Dallas is likely to match offers for center Nerlens Noel, a restricted free agent. The Mavericks acquired him at the trading deadline last season when they were retooling the roster to get younger after a woeful start led to a 33-49 finish. It was just the second time in the past 17 seasons that Dallas has missed the playoffs.
“This is a historic night for us,” Carlisle said. “Playmaking is an especially important part of the NBA game now, that having guys like Dennis Smith Jr. that can create simply on their own, and on pick and rolls, pick and rolls with Dirk, is a great blessing for us to have.”
Smith enrolled early at NC State in January 2016 after the high school injury so he could play as a freshman. He’s the only Atlantic Coast Conference player to record two triple-doubles in the same season, and he averaged 18.1 points per game. Smith led ACC freshmen in scoring, assists and steals.
His only season with the Wolfpack was challenging because of the in-season announcement that coach Mark Gottfried wouldn’t return as the team struggled to a 15-17 finish. Nelson figures that’s part of the reason Smith was still around when it was the Mavs’ turn.

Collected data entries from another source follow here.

PR #9295, opened 2022-11-29
[WIP] Scattered Bid Adapter: New Adapter

almendar:
## Type of change

- [ ] Bugfix
- [ ] Feature
- [x] New bidder adapter   

https://github.com/prebid/prebid.github.io/pull/4181

- [ ] Build related changes
- [ ] CI related changes

- [ ] Other

## Description of change
New adapter for Scattered DSP

<!-- For new bidder adapters, please provide the following
prebid@scattered.pl

```js
  {
                    bidder: "scattered",
                    params: {
                        bidderDomain: "prebid-test.scattered.eu/bid",
                        test: 0
                    }
}
```

### DIFF
--- a/modules/scatteredBidAdapter.js
+++ b/modules/scatteredBidAdapter.js
@@ -35,7 +35,6 @@ export function buildImps(validBidRequests) {
 
 export const spec = {
   code: BIDDER_CODE,
-  gvlid: -1,
   supportedMediaTypes: [BANNER],
 
   // 1.
--- a/modules/scatteredBidAdapter.js
+++ b/modules/scatteredBidAdapter.js
@@ -1,0 +1,176 @@
+// jshint esversion: 6, es3: false, node: true
+// import * as utils from '../src/utils';
+
+import { registerBidder } from '../src/adapters/bidderFactory.js';
+import { config } from '../src/config.js';
+import { BANNER } from '../src/mediaTypes.js';
+import { mergeDeep, deepAccess, parseSizesInput, parseUrl, deepSetValue, logInfo, createTrackPixelHtml } from '../src/utils.js';
+
+const { getConfig } = config;
+
+const BIDDER_CODE = 'scattered';
+
+export function buildImps(validBidRequests) {
+  return validBidRequests.map((bid, index) => {
+    let imp = {
+      id: `${index + 1}`
+    };
+    const bannerParams = deepAccess(bid, 'mediaTypes.banner');
+    if (bannerParams && bannerParams.sizes) {
+      const sizes = parseSizesInput(bannerParams.sizes);
+      const format = sizes.map(size => {
+        const [width, height] = size.split('x');
+        const w = parseInt(width, 10);
+        const h = parseInt(height, 10);
+        return { w, h };
+      });
+
+      imp.banner = {
+        format
+      };
+    };
+    return imp;
+  });
+}
+
+export const spec = {
+  code: BIDDER_CODE,
+  gvlid: -1,
+  supportedMediaTypes: [BANNER],
+
+  // 1.
+  isBidRequestValid: function (bid) {
+    const bidderDomain = deepAccess(bid, 'params.bidderDomain')
+    if (bidderDomain === undefined || bidderDomain === '') {
+      return false
+    }
+
+    const sizes = deepAccess(bid, 'mediaTypes.banner.sizes')
+    if (sizes === undefined || sizes.length < 1) {
+      return false
+    }
+
+    return true
+  },
+
+  // 2.
+  buildRequests: function (validBidRequests, bidderRequest) {
+    const ortb2Obj = getConfig('ortb2') || {};
+    let { user } = ortb2Obj
+
+    let site = getConfig('site') || {};
+    if (ortb2Obj.site) {
+      mergeDeep(site, ortb2Obj.site)
+    }
+    // site.page    URL of the page where the impression will be shown.
+    // site.domain  Domain of the site (e.g., “mysite.foo.com”).
+    if (!site.page && bidderRequest.refererInfo) {
+      site.page = bidderRequest.refererInfo.referer;
+      site.domain = parseUrl(bidderRequest.refererInfo.referer).hostname
+    }
+
+    const bidderDomain = getKeyOnAny(validBidRequests, 'params.bidderDomain')
+
+    const device = getConfig('device') || {};
+    device.w = device.w || window.innerWidth;
+    device.h = device.h || window.innerHeight;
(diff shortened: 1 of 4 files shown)


almendar:
Hi!
@dgirardi is there anything I can do to make this PR rolling? 😃

modules/scatteredBidAdapter.js
```diff
@@ -0,0 +1,175 @@
...
+
+    return true
+  },
+
+  // 2.
+  buildRequests: function (validBidRequests, bidderRequest) {
+    const ortb2Obj = bidderRequest.ortb2 || {};
+    let { user } = ortb2Obj
+
+    let site = getConfig('site') || {};
```
dgirardi, line 60: For a new adapter I believe it's better to not do this, since this way of setting FPD is deprecated - and incomplete (the same should be done for `app` and `device`). We have [this issue](https://github.com/prebid/Prebid.js/issues/9335) open to solve this problem in core, after which adapters would see everything directly under `bidderRequest.ortb2`.

modules/scatteredBidAdapter.js
```diff
@@ -0,0 +1,175 @@
...
+      for (let seat of seatbid) {
+        for (let bidResponse of seat.bid) {
+          const bidRequest = bidRequests[idx]
+
+          const result = {
+            requestId: bidRequest.bidId,
+            cpm: bidResponse.price,
+            creativeId: bidResponse.crid,
+            ttl: 360,
+            netRevenue: bidRequest.netRevenue === 'net',
```
dgirardi, line 134: I think `result.netRevenue` would always be false in practice - since I don't know of any situation where `bidRequest.netRevenue` would be anything other than undefined. Could you explain the reasoning - who are you expecting to fill it out?

modules/scatteredBidAdapter.js
```diff
@@ -0,0 +1,175 @@
...
+    let { user } = ortb2Obj
+
+    let site = getConfig('site') || {};
+    if (ortb2Obj.site) {
+      mergeDeep(site, ortb2Obj.site)
+    }
+    // site.page    URL of the page where the impression will be shown.
+    // site.domain  Domain of the site (e.g., “mysite.foo.com”).
+    if (!site.page && bidderRequest.refererInfo) {
+      site.page = bidderRequest.refererInfo.referer;
```
dgirardi, line 67: Since version 7 `refererInfo` has `page`, `ref` and `domain` instead of `referer` - see [this PR](https://github.com/prebid/Prebid.js/pull/8450).

modules/scatteredBidAdapter.js
```diff
@@ -0,0 +1,175 @@
...
+    const bidderDomain = getKeyOnAny(validBidRequests, 'params.bidderDomain')
+
+    const device = getConfig('device') || {};
+    device.w = device.w || window.innerWidth;
+    device.h = device.h || window.innerHeight;
+    device.ua = device.ua || navigator.userAgent;
+
+    const imps = buildImps(validBidRequests)
+
+    const tid = getKeyOnAny(validBidRequests, 'transactionId');
```
dgirardi, line 80: source.tid should be the auctionId, and kept separate from imp transaction ids - see [this issue](https://github.com/prebid/Prebid.js/issues/8573)

dgirardi (commented):
I apologize for being so late - I completely missed this until you tagged me.

For new adapters that talk to ORTB backends we recommend using our [ORTB conversion library](https://github.com/prebid/Prebid.js/blob/master/libraries/ortbConverter/README.md); besides cutting down on code size, it would give you a free implementation of new Prebid features as they come out.

Since this adapter is so simple, I took the liberty of refactoring it to use that library as an extra incentive - [here's the source tree](https://github.com/dgirardi/Prebid.js/tree/scattered-patch) and the [diff](https://github.com/dgirardi/Prebid.js/commit/c1b5bbdf72eff220d2fbb5be802264d3542d5e64).

I you choose to take in my patch, the library logic invalidates all of my comments below except for the point about  `netRevenue`, where I kept the same behavior which I am not sure makes sense.

almendar:
Sure I'll update it. Sorry for delay I was dragged by other task from this. I'll try to fix this soon!

patmmccann:
@almendar we're very much looking forward to merging the adapter with @dgirardi 's suggestions

Do you have any concerns if upon merge we were to promote this js as an example of the new 'model' of publishing a concise bid adapter?

almendar:
Sorry for being silent!
@patmmccann No, absolutley I have nothing against promoting it :) 

@dgirardi I've applies your patch. Thank you very much for going extra mile and creating it for me :)

I think its ready for second round. In the mean time we've got our own GLV ID so I've added it to the spec. Also updated the sibling docs PR https://github.com/prebid/prebid.github.io/pull/4181

modules/scatteredBidAdapter.js
```diff
@@ -0,0 +1,97 @@
...
+'use strict';
+
+import { registerBidder } from '../src/adapters/bidderFactory.js';
+import { BANNER } from '../src/mediaTypes.js';
+import { deepAccess, logInfo, parseSizesInput } from '../src/utils.js';
+import { ortbConverter } from '../libraries/ortbConverter/converter.js';
+
+const BIDDER_CODE = 'scattered';
+const GVLID = 1179;
+export function buildImps(validBidRequests) {
```
dgirardi, line 11: I think I forgot to remove this in my patch, it doesn't look to be used by anything now.

modules/scatteredBidAdapter.js
```diff
@@ -0,0 +1,97 @@
...
+    return imp;
+  });
+}
+
+export const converter = ortbConverter({
+  context: {
+    mediaType: BANNER,
+    ttl: 360
+  },
+  bidResponse(buildBidResponse, bid, context) {
```
dgirardi, line 39: This method is no longer necessary (since it's not overriding anything), but you do need to set `netRevenue` somewhere; if it's always fixed at true or false you can set that through `context: {netRevenue: [true/false], ...}`

modules/scatteredBidAdapter.js
almendar: Done!

modules/scatteredBidAdapter.js
almendar: Both done!

almendar:
@dgirardi hopefully this time I've got it right :)  Thanks for the review!
3rd round?

dgirardi (approved):
LGTM, but beware that if I try to use the configuration in the md file, I get no bids - is that expected?

almendar:
Yes, this is just an example. We aim for federation of bidders, not all being public.

patmmccann (approved):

“I can use it as fuel to the fire,” said Smith, who set NC State’s freshman scoring record and was the school’s first top 10 pick since Tom Gugliotta went sixth to Washington in 1992. “I’ve been underrated my whole life. That’s perfectly line with me. I’m accustomed to it.”
Carlisle said the Mavericks didn’t bring in Smith for an individual workout because they didn’t think he would be available. The club recently sent a couple of representatives to his pro day in Raleigh, North Carolina, and Smith had a video phone conversation with Nelson, Carlisle and former Dallas guard Michael Finley, now a member of the front office.
“This is one we had to get right and one what we had to get lucky with,” Nelson said. “We feel both of those things kind of fell in place. You don’t want to get too excited about players, but he’s got all the right stuff.”